Return only what lies between the first line of the entries and the line containing "Now that the", both lines included.

====== Supplied material

PR #1616, opened 2023-04-05
Map rbf alias tag onto PUM mapping

### LINKED ISSUE #1608: Partition of unity follow-up tasks
Now that the basic version of the PUM mapping was added in https://github.com/precice/precice/pull/1483 there are a couple of follow-up tasks to keep track of:

- [ ] Document the feature in the mapping user-docs (including the exports in debug https://github.com/precice/precice/pull/1483#discussion_r1138492960)
- [ ] add the PUM method to the auto-configuration of our mapping configuration. This will probably become a bit more intricate than initially thought, as we don't have access to the global number of unknowns in the configuration (and instantiation) phase.

davidscn:
## Main changes of this PR

Let's the `<mapping:rbf ..>` tag resolve to `<mapping:rbf-pum-direct >`.

See #1608. I ran our perpendicular-flap tutorial and as pointed out in #1608, there are cases, where the global rbf would be faster. However, the overall mapping runtime for these examples was of $\mathcal{O}(1\cdot 10^{-2})$ seconds and negligible compared to the global runtime (<1%).
 
I also cleaned up a few logging information and added the mapping name in the info log, as users often times post the log without the config. Advantage for the users: they can see what happens due to the autoconfig. 

Closes #1608 .

## Author's checklist

## Reviewers' checklist

### DIFF
--- a/src/mapping/PartitionOfUnityMapping.hpp
+++ b/src/mapping/PartitionOfUnityMapping.hpp
@@ -401,5 +401,11 @@ void PartitionOfUnityMapping<RADIAL_BASIS_FUNCTION_T>::clear()
   _clusterRadius            = 0;
   this->_hasComputedMapping = false;
 }
+
+template <typename RADIAL_BASIS_FUNCTION_T>
+std::string PartitionOfUnityMapping<RADIAL_BASIS_FUNCTION_T>::getName() const
+{
+  return "partition of unity rbf";
+}
 } // namespace mapping
 } // namespace precice
--- a/src/mapping/PartitionOfUnityMapping.hpp
+++ b/src/mapping/PartitionOfUnityMapping.hpp
@@ -405,7 +405,7 @@ void PartitionOfUnityMapping<RADIAL_BASIS_FUNCTION_T>::clear()
 template <typename RADIAL_BASIS_FUNCTION_T>
 std::string PartitionOfUnityMapping<RADIAL_BASIS_FUNCTION_T>::getName() const
 {
-  return "partition of unity rbf";
+  return "partition-of-unity RBF";
 }
 } // namespace mapping
 } // namespace precice
--- a/src/mapping/PartitionOfUnityMapping.hpp
+++ b/src/mapping/PartitionOfUnityMapping.hpp
@@ -195,7 +195,7 @@ void PartitionOfUnityMapping<RADIAL_BASIS_FUNCTION_T>::computeMapping()
     }
   }
   // Log the average number of resulting clusters
-  PRECICE_INFO("Partition of unity data mapping between mesh \"{}\" and mesh \"{}\": mesh \"{}\" on rank {} was decomposed into {} clusters.", this->input()->getName(), this->output()->getName(), inMesh->getName(), utils::IntraComm::getRank(), _clusters.size());
+  PRECICE_DEBUG("Partition of unity data mapping between mesh \"{}\" and mesh \"{}\": mesh \"{}\" on rank {} was decomposed into {} clusters.", this->input()->getName(), this->output()->getName(), inMesh->getName(), utils::IntraComm::getRank(), _clusters.size());
 
   if (_clusters.size() > 0) {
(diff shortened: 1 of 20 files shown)


uekerman:
> I ran our perpendicular-flap tutorial and as pointed out in https://github.com/precice/precice/issues/1608, there are cases, where the global rbf would be faster.

I couldn't find such information in #1608. Which cases would run faster?

I think it is OK to always use `mapping:rbf-pum-direct` for the moment. If then the mesh is small, we only have one cluster and basically implicitly the same functionality as global-direct RBF. 

Later, we could still tweak more.

davidscn:
> > I ran our perpendicular-flap tutorial and as pointed out in #1608, there are cases, where the global rbf would be faster.
> 
> I couldn't find such information in #1608. Which cases would run faster?

Cases with (heuristic value) 500 vertices, where PUM would maybe create 7 or 8 clusters (in surface coupling). As noted above, the overall runtime of these cases is, however, very small.

src/mapping/impl/CreateClustering.hpp
```diff
@@ -341,7 +341,7 @@ inline std::tuple<double, Vertices> createClustering(mesh::PtrMesh inMesh, mesh:
   // Step 2: Now we pick random samples from the input mesh and ask the index tree for the k-nearest neighbors
   // in order to estimate the point density and determine a proper cluster radius (see also the function documentation)
   double clusterRadius = estimateClusterRadius(verticesPerCluster, inMesh, localBB);
-  PRECICE_INFO("VertexCluster Radius: {}", clusterRadius);
+  PRECICE_DEBUG("VertexCluster Radius: {}", clusterRadius);
```
uekerman, line 344:
```suggestion
  PRECICE_DEBUG("Vertex cluster radius: {}", clusterRadius);
```

src/mapping/PartitionOfUnityMapping.hpp
```diff
@@ -398,5 +401,11 @@ void PartitionOfUnityMapping<RADIAL_BASIS_FUNCTION_T>::clear()
   _clusterRadius            = 0;
   this->_hasComputedMapping = false;
 }
+
+template <typename RADIAL_BASIS_FUNCTION_T>
+std::string PartitionOfUnityMapping<RADIAL_BASIS_FUNCTION_T>::getName() const
+{
+  return "partition of unity rbf";
```
uekerman, line 408:
```suggestion
  return "partition-of-unity RBF";
```

src/mapping/PetRadialBasisFctMapping.hpp
```diff
@@ -584,6 +587,12 @@ void PetRadialBasisFctMapping<RADIAL_BASIS_FUNCTION_T>::clear()
   this->_hasComputedMapping = false;
 }
 
+template <typename RADIAL_BASIS_FUNCTION_T>
+std::string PetRadialBasisFctMapping<RADIAL_BASIS_FUNCTION_T>::getName() const
+{
+  return "rbf global iterative";
```
uekerman, line 593:
```suggestion
  return "global-iterative RBF";
```

src/mapping/RadialBasisFctMapping.hpp
```diff
@@ -160,6 +163,12 @@ void RadialBasisFctMapping<RADIAL_BASIS_FUNCTION_T>::clear()
   this->_hasComputedMapping = false;
 }
 
+template <typename RADIAL_BASIS_FUNCTION_T>
+std::string RadialBasisFctMapping<RADIAL_BASIS_FUNCTION_T>::getName() const
+{
+  return "rbf global direct";
```
uekerman, line 169:
```suggestion
  return "global-direct RBF";
```

uekerman (approved):
Functionality looks good to me, only some concerns about the naming.
I tried to make things a bit more consistent. Before there was kind of a mixture between "mapping name" and "name of tag". Not sure which one is better actually.

PR #1618, opened 2023-04-12
Update eigen version requirement

davidscn:
## Main changes of this PR
Updates the eigen version requirement to match our documentation. I tried to test that it actually fails with older versions. That's, unfortunately, not too easy as older versions do not rely on CMake.


MakisH (approved):
This actually seems to already be our documented requirement, CMake just did not know about it: https://precice.org/installation-source-dependencies.html#eigen

fsimonis (approved):
Thanks!

PR #1620, opened 2023-04-17
Re-arrange delimiters in log files

davidscn:
## Main changes of this PR

Removes the trailing whitespace in the watchpoint, convergence and iterator log files.

## Additional information

working with trailing whitespaces in hit is tedious.

## Author's checklist

## Reviewers' checklist

### DIFF
--- a/src/io/TXTTableWriter.cpp
+++ b/src/io/TXTTableWriter.cpp
@@ -35,8 +35,8 @@ void TXTTableWriter::addData(
   if ((type == INT) || (type == DOUBLE)) {
     _outputStream << delimiter << name;
   } else {
+    _outputStream << delimiter << name << 0;
     if (type == VECTOR2D) {
-      _outputStream << delimiter << name << 0;
       for (int i = 1; i < 2; i++) {
         _outputStream << "  " << name << i;
       }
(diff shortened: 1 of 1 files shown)


src/io/TXTTableWriter.cpp
```diff
@@ -30,16 +30,21 @@ void TXTTableWriter::addData(
   data.name = name;
   data.type = type;
   _data.push_back(data);
+
+  std::string delimiter = _data.empty() ? "" : "  ";
```
fsimonis, line 34: `delimiter` is a tricky choice as the space separating vectorial components is also a delimiter.

I would handle this edge case here and concentrate on just the data section below.
```
  if (!_data.empty()) {
    _outputStream << ' ';
  }
```

Also, this has to move above `_data.push_back()`.

davidscn: > delimiter is a tricky choice as the space separating vectorial components is also a delimiter.

I don't see the trickyness here. What exactly is the problem with that?

> Also, this has to move above _data.push_back().

Yes, that's what happens in last minute changes :see_no_evil:

fsimonis: The point I am trying to make, is that we can simplify and clarify this.
fmtlibs makes a lot of fiddly string handling very clean.

fsimonis:
Merging this now. We can always clean this up further.

PR #1138, opened 2019-08-02
PEP 569: Python 3.8.0b3 released

Harmon758:
https://mail.python.org/archives/list/python-announce-list@python.org/thread/BCIHRB5N6AKPCBVO4TQYSYSPOBMV3GXL/


brettcannon:
Thanks!

/cc @ambv in case he has a PR floating on his machine to do this update.

PR #1151, opened 2019-08-30
PEP 601: Forbid return/break/continue breaking out of finally

dpgeorge:
This is a draft PEP to propose forbidding return/break/continue breaking out of a finally suite.

### DIFF
--- a/pep-0601.txt
+++ b/pep-0601.txt
@@ -1,4 +1,4 @@
-PEP: 9999
+PEP: 601
 Title: Forbid return/break/continue breaking out of finally
 Author: Damien George, Batuhan Taskaya
 Sponsor: Nick Coghlan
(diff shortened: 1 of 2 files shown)


ncoghlan:
Thanks - PEP number assigned!

dpgeorge:
Thank you!

ncoghlan:
And wearing my PEP Sponsor hat (rather than a PEP Editor one), my suggested next step would be send an email to python-dev and start the discussion regarding the PEP.

Alternatively, if you'd prefer to use discuss.python.org as the main discussion venue:

* start a thread in the Users area of discuss.python.org (see https://discuss.python.org/t/pep-594-removing-dead-batteries-from-the-standard-library/1704 for example, although I'd recommend at least describing what the PEP covers directly in the first post)
* submit a PR adding the Discussions-To header to the PEP (as per https://www.python.org/dev/peps/pep-0594/)
* send a post to python-dev pointing to the discuss.python.org thread

isidentical:
Thanks for suggestions @ncoghlan , by the way can you look #1153 ?

ncoghlan:
@isidentical Done!

PR #1159, opened 2019-09-10
PEP-573: Rewrite section on passing the "defining class" into C methods.

scoder:
The main change is the signature, but I took the liberty to reword the paragraphs while I was matching them with PEP-590.


encukou:
I took the liberty of adding some more changes. See the individual commits.

encukou:
cc @Dormouse759

PR #1161, opened 2019-09-11
PEP 594: Fix reference to prior PEP

### LINKED ISSUE #1160: Missing reference in PEP 594 to PEP 3818
[PEP 594 - Removing dead batteries from the standard library](https://www.python.org/dev/peps/pep-0594/#abstract) references [PEP 3818](https://www.python.org/dev/peps/pep-3818), but that doesn't exist, or no longer exists. The context in PEP 594 refers to [PEP 3108 - Standard Library Reorganization](https://www.python.org/dev/peps/pep-3108/), so perhaps that is the correct link.

EpicWink:
The context refers to 'Standard Library Reorganization', which is PEP
3108. This change updates the nearby link

Fixes #1160

### DIFF
--- a/pep-0594.rst
+++ b/pep-0594.rst
@@ -18,7 +18,7 @@ and SUN file formats), APIs and operating systems that have been superseded a
 long time ago (e.g. Mac OS 9), or modules that have security implications and
 better alternatives (e.g. password and login).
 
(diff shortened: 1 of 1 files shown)


tiran:
Thanks!

PR #1174, opened 2019-09-23
PEP 8: Discourage use of return/break/continue in finally

dpgeorge:
As per discussion on PEP 601: https://discuss.python.org/t/pep-601-forbid-return-break-continue-breaking-out-of-finally/2239/32


gvanrossum:
Thanks! Just what I would have written. :-)

dpgeorge:
You're welcome!

PR #1181, opened 2019-09-27
PEP 599: Updates

di:
* Per https://github.com/pypa/warehouse/pull/6684#issuecomment-534266929, correctly specifies the reported ARMv7 architecture string as `armv7l`, not `armhfp`.
* Also fixes some poor formatting in the footer.

(cc @brettcannon @ncoghlan)

### DIFF
--- a/pep-0599.rst
+++ b/pep-0599.rst
@@ -166,7 +166,7 @@ the ``manylinux2014`` tag:
        GLIBC_2.17
        CXXABI_1.3.7
        GLIBCXX_3.4.19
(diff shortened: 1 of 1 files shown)


ncoghlan:
For the proposed PEP 571 32-bit build fix, I requested that a Change Note be added to the PEP text: https://github.com/python/peps/pull/1180#issuecomment-536508082

I haven't requested one here, given that the PR prompting it is literally the one allowing manylinux2014 uploads to PyPI.

PR #1185, opened 2019-09-30
PEP 587: Remove struct_size

vstinner:


vstinner:
See https://mail.python.org/archives/list/python-dev@python.org/thread/C7Z2NA2DTM3DLOZCFQAK5A2WFYO3PHHX/ and https://bugs.python.org/issue38326 for the rationale and discussion.

PR #1193, opened 2019-10-04
PEP 487: Remove extra underscore.

brandtbucher:
Just something small I noticed while reading up on `__init_subclass__`.


Rosuav:
LGTM, thanks for spotting that.

PR #1195, opened 2019-10-04
PEP 440: Normalize date version examples

jaraco:
Avoid suggesting versions that will raise warnings in build tools such as pypa/setuptools#302


gvanrossum:
To whoever merges this, please remember to change the Commit subject to start with "PEP 440:"

ncoghlan:
Thanks for the reminder Guido - I quite possibly would have forgotten that editing the PR title doesn't automatically fix the commit message.

PR #1197, opened 2019-10-05
PEP 13: Change the Council Election to use Approval voting.

Yhg1s:
Change PEP 13 to make the Council Election use regular (multiwinner) approval voting, the same thing used for the PSF board elections, instead of restricting the number of votes to the number of seats in the Council.


gvanrossum:
Yeah, +1 from me too.

PR #1200, opened 2019-10-07
PEP 605: Add example user-facing docs

ncoghlan:
* example What's New subsection
* example alpha, beta, and rc announcements
* fix Python-Requires recommendation
* add rationale for allowing mid-stream alpha releases


ncoghlan:
@zooba I went ahead and merged this update, as I'm switching focus to the shared informational PEP.

PR #1201, opened 2019-10-08
PEP 599: Allow CXXABI_TM_1 symbol version

mayeut:
More information in [auditwheel discussion](https://github.com/pypa/auditwheel/pull/192/files#r332459037) of [manylinux2014 Pull Request](https://github.com/pypa/auditwheel/pull/192)

### DIFF
--- a/pep-0599.rst
+++ b/pep-0599.rst
@@ -164,7 +164,7 @@ the ``manylinux2014`` tag:
    they may only depend on the following maximum versions::
 
        GLIBC_2.17
-       CXXABI_1.3.7
+       CXXABI_1.3.7, CXXABI_TM_1 is also allowed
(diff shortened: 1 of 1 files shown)


pep-0599.rst
```diff
@@ -164,7 +164,7 @@ the ``manylinux2014`` tag:
    they may only depend on the following maximum versions::
 
        GLIBC_2.17
-       CXXABI_1.3.7
+       CXXABI_1.3.7, CXXABI_TM_1 is also allowed
```
di:
```suggestion
       CXXABI_1.3.7 (CXXABI_TM_1 is also allowed)
```
Might be good to reference https://gcc.gnu.org/ml/libstdc++/2019-10/msg00023.html here as well.

PR #1214, opened 2019-10-22
PEP 584: Fix formatting and update copyright notice.

brandtbucher:
CC @stevendaprano @Rosuav


Rosuav:
I have Steven's approval via email. If you have an opportunity to say something on this PR (for the sake of transparency) that'd be great, but I'm not waiting on it.

PR #1222, opened 2019-11-06
PEP 3108: Fixed small grammar typo, removed "has"

samsetegne:
I noticed the sentence "Python 3.0 has presents a chance to...", so I removed "has" so that the sentence reads "Python 3.0 presents a chance to..."


brettcannon:
Thanks!

PR #1224, opened 2019-11-06
PEP 558: Move target version to 3.9

gvanrossum:
@ncoghlan @njsmith This PR is also a ping: what needs to happen for this PEP to actually land in 3.9?


gvanrossum:
OK, I'm going to move the target version. But @njsmith / @ncoghlan please respond. Do you have plans for this or is it better to postpone, withdraw or outright reject?

PR #1233, opened 2019-11-12
PEP 579: Accept (with a reminder on informational PEPs)

encukou:
I approve PEP 579, with an explicit note that acceptance of an Informational PEP doesn't really mean that much. PEP 590 is the important one.

cc @jdemeyer


pep-0579.rst
```diff
@@ -2,13 +2,29 @@ PEP: 579
 Title: Refactoring C functions and methods
 Author: Jeroen Demeyer <J.Demeyer@UGent.be>
 BDFL-Delegate: Petr Viktorin
-Status: Draft
+Status: Accepted
```
brettcannon: Informational PEPs should either be "active" because they are a living document or "final" because you're done making changes.

PR #1234, opened 2019-11-12
PEP 593: Set Python-Version: 3.9

gvanrossum:
@ilevkivskyi Maybe we can even mark this Final, since it's been implemented in the 3.7 stdlib?


ilevkivskyi:
> Maybe we can even mark this Final, since it's been implemented in the 3.7 stdlib?

I don't think `Annotated` is in `typing` yet. We can mark it Final when we move it there.

PR #1235, opened 2019-11-14
Revert "Recording the Direct URL Origin of installed distributions"

brettcannon:
Reverts python/peps#1145


brettcannon:
Decided to just directly edit the PEP to fix my goof of not editing the number ahead of time.

PR #1236, opened 2019-11-16
PEP 8101: Initial draft of pep for election of 2020 term steering council

ewdurbin:


pradyunsg:
A minor process request for the future elections -- would it be feasible to add these details as a PEP, before the nomination period begins (minus the candidates and results obviously)?

ewdurbin:
> A minor process request for the future elections -- would it be feasible to add these details as a PEP, before the nomination period begins (minus the candidates and results obviously)?

Yes, PEP 13 should be updated to specify the process/format for these PEPs as well.

PR #1244, opened 2019-12-02
PEP 594: Mention uu_codec

gvanrossum:
If we're deprecating and removing `uu` we should do the same to the codec of the same name.


ncoghlan:
@tiran Are you happy for us to merge this tweak to PEP 594? (removing the uu codec as part of removing the uu module)

PR #1264, opened 2019-12-30
PEP 573: SystemError->TypeError and misc copy-edits

ncoghlan:
* report TypeError rather than SystemError when bad types are passed
  to new APIs
* add PyType_FromModuleAndSpec to the list of new functions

============

Answer to the problem.
PR #1616, opened 2023-04-05
Map rbf alias tag onto PUM mapping

### LINKED ISSUE #1608: Partition of unity follow-up tasks
Now that the basic version of the PUM mapping was added in https://github.com/precice/precice/pull/1483 there are a couple of follow-up tasks to keep track of:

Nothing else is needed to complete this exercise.